TASK DETAILS: From the entries below, output the line with "(diff shortened: 1 of 1 files shown)" and each following line up to and including the line with "I made a mistake in adding the null check. 😢", exactly as written.

(THE DATA)

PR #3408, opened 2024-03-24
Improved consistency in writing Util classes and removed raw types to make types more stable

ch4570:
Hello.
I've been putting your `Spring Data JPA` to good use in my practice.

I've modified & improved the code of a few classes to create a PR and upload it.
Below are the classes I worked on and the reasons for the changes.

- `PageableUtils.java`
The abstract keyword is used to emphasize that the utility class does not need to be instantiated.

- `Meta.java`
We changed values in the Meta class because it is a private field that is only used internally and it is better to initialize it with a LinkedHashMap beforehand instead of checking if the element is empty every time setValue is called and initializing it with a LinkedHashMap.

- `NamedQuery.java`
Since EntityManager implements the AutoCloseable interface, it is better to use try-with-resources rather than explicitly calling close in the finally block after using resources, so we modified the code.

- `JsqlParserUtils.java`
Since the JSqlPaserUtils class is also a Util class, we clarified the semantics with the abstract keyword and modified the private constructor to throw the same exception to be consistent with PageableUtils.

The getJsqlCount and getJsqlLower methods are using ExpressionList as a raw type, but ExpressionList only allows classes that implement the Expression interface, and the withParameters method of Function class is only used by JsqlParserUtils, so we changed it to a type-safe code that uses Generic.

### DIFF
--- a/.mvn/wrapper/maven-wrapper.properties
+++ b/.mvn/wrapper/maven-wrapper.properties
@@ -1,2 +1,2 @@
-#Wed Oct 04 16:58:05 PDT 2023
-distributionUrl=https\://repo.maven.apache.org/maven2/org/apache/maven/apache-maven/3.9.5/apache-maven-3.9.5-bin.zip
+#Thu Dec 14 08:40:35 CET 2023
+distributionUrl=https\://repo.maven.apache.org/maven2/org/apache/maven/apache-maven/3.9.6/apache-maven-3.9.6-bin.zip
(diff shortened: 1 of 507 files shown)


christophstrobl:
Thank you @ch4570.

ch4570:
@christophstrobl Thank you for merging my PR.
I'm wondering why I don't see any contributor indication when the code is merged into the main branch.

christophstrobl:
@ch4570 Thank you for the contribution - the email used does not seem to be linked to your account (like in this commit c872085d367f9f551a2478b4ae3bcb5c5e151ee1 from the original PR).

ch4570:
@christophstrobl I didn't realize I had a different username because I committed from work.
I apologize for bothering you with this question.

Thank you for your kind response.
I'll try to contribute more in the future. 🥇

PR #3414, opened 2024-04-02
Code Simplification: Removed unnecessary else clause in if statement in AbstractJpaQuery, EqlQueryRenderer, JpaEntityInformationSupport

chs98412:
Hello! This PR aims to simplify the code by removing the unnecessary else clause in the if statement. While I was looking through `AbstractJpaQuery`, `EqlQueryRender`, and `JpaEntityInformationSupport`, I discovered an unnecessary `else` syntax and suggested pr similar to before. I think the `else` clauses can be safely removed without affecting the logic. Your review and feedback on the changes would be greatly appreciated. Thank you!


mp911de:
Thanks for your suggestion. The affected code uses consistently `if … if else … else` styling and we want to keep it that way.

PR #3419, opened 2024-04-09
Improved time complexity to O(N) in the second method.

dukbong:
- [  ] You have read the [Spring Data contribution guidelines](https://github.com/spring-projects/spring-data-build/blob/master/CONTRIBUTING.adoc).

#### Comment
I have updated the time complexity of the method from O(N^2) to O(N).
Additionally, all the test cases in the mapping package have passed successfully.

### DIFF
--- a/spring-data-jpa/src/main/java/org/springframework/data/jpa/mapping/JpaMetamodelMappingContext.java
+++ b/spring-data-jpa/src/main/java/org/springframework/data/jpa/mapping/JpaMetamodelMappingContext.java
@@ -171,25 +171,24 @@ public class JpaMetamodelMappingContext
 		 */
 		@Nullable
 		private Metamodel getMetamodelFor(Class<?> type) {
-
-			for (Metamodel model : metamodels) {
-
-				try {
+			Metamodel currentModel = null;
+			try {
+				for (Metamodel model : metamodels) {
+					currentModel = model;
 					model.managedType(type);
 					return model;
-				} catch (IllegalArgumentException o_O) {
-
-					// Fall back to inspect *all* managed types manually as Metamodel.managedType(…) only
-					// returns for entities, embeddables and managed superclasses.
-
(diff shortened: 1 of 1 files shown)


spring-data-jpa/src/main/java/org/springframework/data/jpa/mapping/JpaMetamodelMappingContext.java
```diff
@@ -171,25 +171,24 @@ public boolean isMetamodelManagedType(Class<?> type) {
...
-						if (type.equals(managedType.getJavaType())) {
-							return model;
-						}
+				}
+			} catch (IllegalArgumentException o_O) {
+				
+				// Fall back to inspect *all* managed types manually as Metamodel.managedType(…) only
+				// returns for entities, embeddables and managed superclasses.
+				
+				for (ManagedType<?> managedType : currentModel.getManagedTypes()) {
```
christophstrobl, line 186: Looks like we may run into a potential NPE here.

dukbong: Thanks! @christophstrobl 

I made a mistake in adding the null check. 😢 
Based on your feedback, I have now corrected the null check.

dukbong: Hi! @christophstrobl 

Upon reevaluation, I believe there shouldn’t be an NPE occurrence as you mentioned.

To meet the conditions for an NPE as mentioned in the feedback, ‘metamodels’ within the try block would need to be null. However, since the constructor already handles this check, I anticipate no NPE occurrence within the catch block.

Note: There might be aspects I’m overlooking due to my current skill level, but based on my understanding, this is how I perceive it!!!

(End THE DATA)

RESPONSE TO THE TASK:
(diff shortened: 1 of 1 files shown)


spring-data-jpa/src/main/java/org/springframework/data/jpa/mapping/JpaMetamodelMappingContext.java
```diff
@@ -171,25 +171,24 @@ public boolean isMetamodelManagedType(Class<?> type) {
...
-						if (type.equals(managedType.getJavaType())) {
-							return model;
-						}
+				}
+			} catch (IllegalArgumentException o_O) {
+				
+				// Fall back to inspect *all* managed types manually as Metamodel.managedType(…) only
+				// returns for entities, embeddables and managed superclasses.
+				
+				for (ManagedType<?> managedType : currentModel.getManagedTypes()) {
```
christophstrobl, line 186: Looks like we may run into a potential NPE here.

dukbong: Thanks! @christophstrobl 

I made a mistake in adding the null check. 😢 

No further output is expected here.